Yea, what about the Tasmanian Devil?

DrVague
Reply to  Ron Long
December 5, 2021 6:08 pm

Don’t see many around now sadly, used to have them come up to our back deck looking for lunch. Endangered species like us skeptics.

aussiecol
Reply to  DrVague
December 5, 2021 5:29 pm

Yes, I have to admit, I am a Tasmanian, and ardent skeptic unlike the alarmist ABC, which spouts out all sorts of man made climate change rubbish like this.
The west coast is a wild place with a very high rainfall and abundant cool temperate rainforests. Unlike the east coast where I live which is usually dry and as Eric said, award winning vineyards abound.

Jeff Alberts
Reply to  DrVague
December 5, 2021 6:36 pm

Sorry, but you sound… vague.

DrVague
Reply to  Jeff Alberts
December 5, 2021 8:02 pm

Have to be vague lest my employer sees how I really feel, sad but true

J.R.
December 5, 2021 2:37 pm

Ask any climate scientist what happens when warming breaches 2C, and they’ll almost invariably tell you it’s not worth thinking about.”

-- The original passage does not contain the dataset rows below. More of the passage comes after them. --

PR #52, opened 2018-06-16
Use utmpx where available

awilfox:
On the musl libc, utmp is unimplemented.  The [utmps library by skarnet](http://skarnet.org/software/utmps/) provides utmpx functionality on musl, but not utmp.  This pull request modifies Linux PAM to support user accounting on musl distros that link it to utmps, by using `<utmpx.h>` instead of `<utmp.h>` if `HAVE_UTMPX_H` is defined in `config.h`.

On glibc, utmpx and utmp are aliases, so there is no functional change there.

### DIFF
--- a/libpam/pam_modutil_getlogin.c
+++ b/libpam/pam_modutil_getlogin.c
@@ -10,7 +10,11 @@
 
 #include <stdlib.h>
 #include <unistd.h>
-#include <utmp.h>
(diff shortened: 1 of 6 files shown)


t8m:
I am concerned about making the utmpx calls as the default. They should be done only for the MUSL case.

PR #61, opened 2018-08-07
Add ability to specify alt shells and passwd files

hawartens:
This patch adds the ability to specify an alternate password file (pwfile=/path/to/pwfile; default /etc/passwd) and an alternate shells file (shellfile=/path/to/shellfile; default /etc/shells).

### DIFF
--- a/modules/pam_shells/pam_shells.c
+++ b/modules/pam_shells/pam_shells.c
@@ -1,7 +1,5 @@
 /* pam_shells module */
 
-#define SHELL_FILE "/etc/shells"
-
 /*
  * by Erik Troan <ewt@redhat.com>, Red Hat Software.
  * August 5, 1996.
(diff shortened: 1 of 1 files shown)


t8m:
I am sorry for ignoring this PR for so long. There are some issues with the patch - in particular could you please describe the use-case?
Also the call that replaces the querying of passwd file with reading another one from arbitrary path is problematic as the original code handled properly users stored in remote identity servers. The replacement will look only into the local /etc/passwd.

modules/pam_shells/pam_shells.c
```diff
@@ -45,83 +169,141 @@ static int perform_check(pam_handle_t *pamh)
...
+        {
+            pam_syslog(pamh, LOG_ERR, "Username is not set");
+            return PAM_SERVICE_ERR;
+        }
     }
 
-    pw = pam_modutil_getpwnam(pamh, userName);
-    if (!pw) {
-	return PAM_AUTH_ERR;		/* user doesn't exist */
+    pw = pam_shells_getpwnam(pamh, opt, userName);
```
t8m: This should not be called for the default case.

PR #62, opened 2018-08-19
Add group support to pam_namespace

UntoSten:
Add pam_limits style @groupname support to pam_namespace.


t8m:
I am sorry for taking so long time to look at the PR.
My first comment is that a documentation of the enable_groups option is missing.

Issue #32, opened 2017-08-18
Remove dependency on glibc extensions


PureTryOut:
Right now, it's impossible to build pam on musl-based systems, because of several problems. I'll try to list all I can find. Please somehow workaround these to make it buildable on musl.

## 1. undefined `strndupa`

Due to calls to the `strndupa` function. [As the manpage](http://man7.org/linux/man-pages/man3/strdup.3.html) shows, this is a GNU extension, and thus not available in other libc's. This means it can not be packaged for (as example) Alpine Linux.

Lines where this function is being used:

`modules/pam_exec/pam_exec.c:183:`
```
if (resp)
{
    pam_set_item (pamh, PAM_AUTHTOK, resp);
    authtok = strndupa (resp, PAM_MAX_RESP_SIZE);
    _pam_drop (resp);
}
```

He’ll tell you a bunch of made-up alarmist baloney that’s based on nothing.

Rud Istvan
Reply to  J.R.
December 5, 2021 2:55 pm

‘Not worth thinking about’. True—With observational ECS about 1.7C, cannot happen.
And sea level rise isn’t accelerating. And Arctic summer ice hasn’t disappeared. And the modeled tropical troposphere hot spot does not exist. And children still know snow… All stuff we were told to think about.

Reply to  Rud Istvan
December 5, 2021 3:19 pm

Plus, it’s been much warmer than that many times before, for thousands of years in a row, and the planet survived just fine. The ice survived as well, as it’s still here to tells us.

Philip
Reply to  J.R.
December 5, 2021 5:42 pm

If no one tells them that the climate has warmed 2C, they won’t know or care. It’s been both warmer and cooler before now and will be at some point in the future.

Dave Fair
December 5, 2021 2:40 pm

Ask any climate scientist what happens when warming breaches 2C, and they’ll almost invariably tell you it’s not worth thinking about.” Warming of 2 C above the Little Ice Age temperatures will further enhance the benefits of a slight warming, minor increase in rainfall and increased greening of atmospheric CO2 enrichment. That’s what they should say if they are climate scientists. Since the government only funds CliSciFi practitioners, they will say something else.

Alexy Scherbakoff
December 5, 2021 2:40 pm

In some far distant future someone will get a government grant to study the data.

Dave Fair
Reply to  Alexy Scherbakoff
December 5, 2021 2:43 pm

No, people will have learned by then not to trust government corruption of science.

Reply to  Dave Fair
December 5, 2021 6:05 pm

fat chance! Most people believe whomever speaks the loudest.

Harkle Pharkle
Reply to  AndyHce
December 5, 2021 10:34 pm

The men the American people admire most extravagantly are the greatest liars; the men they detest the most are those who try to tell them the truth.

— H. L. Menken

Richard Page
Reply to  Alexy Scherbakoff
December 5, 2021 2:52 pm

In some far distant future someone will get a government grant to haul it away and destroy the whole embarrassing monolith without a trace left.

J.R.
Reply to  Alexy Scherbakoff
December 5, 2021 3:07 pm

If civilization falls to the level of Mad Max, the box will likely be broken open and the contents destroyed. All that work for nothing!

Jeff Alberts
Reply to  Alexy Scherbakoff
December 5, 2021 6:41 pm

They’ll determine that for no apparent reason, this civilization stopped using cheap, abundant energy, and even ignored an even more abundant energy source (nuclear), in favor of expensive, inefficient, intermittent, and fragile forms.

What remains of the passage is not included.